UniCon: Unidirectional Information Flow for Effective Control of Large-Scale Diffusion Models
Fanghua Yu, Jinjin Gu, Jinfan Hu, Zheyuan Li, Chao Dong
TL;DR
This paper tackles the high computational cost of training adapters for large diffusion-based generators by removing gradient backpropagation through the diffusion backbone. It introduces UniCon, a unidirectional information flow where the diffusion network feeds a trainable adapter that directly outputs the final image, eliminating the need to compute diffusion gradients during adapter training. The approach yields substantial memory and speed gains (approximately a one-third reduction in VRAM and roughly 2.3x faster training) and allows larger adapters without extra compute, while achieving precise control and high-quality generation across multiple conditional tasks and backbone architectures. Ablation and comparison studies show UniCon outperforms ControlNet and T2I-Adapter in controllability and fidelity, with connector design (ZeroFT) and full preservation of the base diffusion model further reinforcing performance and stability.
Abstract
We introduce UniCon, a novel architecture designed to enhance control and efficiency in training adapters for large-scale diffusion models.

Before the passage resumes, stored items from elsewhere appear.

PR #57, opened 2015-01-04
read_utils.py purge_unmated: add an argument to customize the regex used...

mlin:
add an argument to customize the regex used to parse paired read IDs in the FASTQ files. Helpful for files generated by SRA fastq-dump, which emits read IDs formatted differently from the Illumina base caller.


dpark01:
Awesome, thanks. One thing that I'll note is that process/pipeline-wise, I've been moving towards the new commands in read_utils/taxon_filter that operate on BAM files, so I don't know how different the SRA dump to BAM looks from the FASTQ output. But this purge_unmated step (which follows trimmomatic and all that) still operates on FASTQ files, because it's one of the last steps before Trinity. Anyway, this is helpful to know that with these tweaks, we're able to operate on SRA dumps directly.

Unlike existing methods that rely on bidirectional interaction between the diffusion model and control adapter, UniCon implements a unidirectional flow from the diffusion network to the adapter, allowing the adapter alone to generate the final output. UniCon reduces computational demands by eliminating the need for the diffusion model to compute and store gradients during adapter training. Our results indicate that UniCon reduces GPU memory usage by one-third and increases training speed by 2.3 times, while maintaining the same adapter parameter size. Additionally, without requiring extra computational resources, UniCon enables the training of adapters with double the parameter volume of existing ControlNets. In a series of image conditional generation tasks, UniCon has demonstrated precise responsiveness to control inputs and exceptional generation capabilities.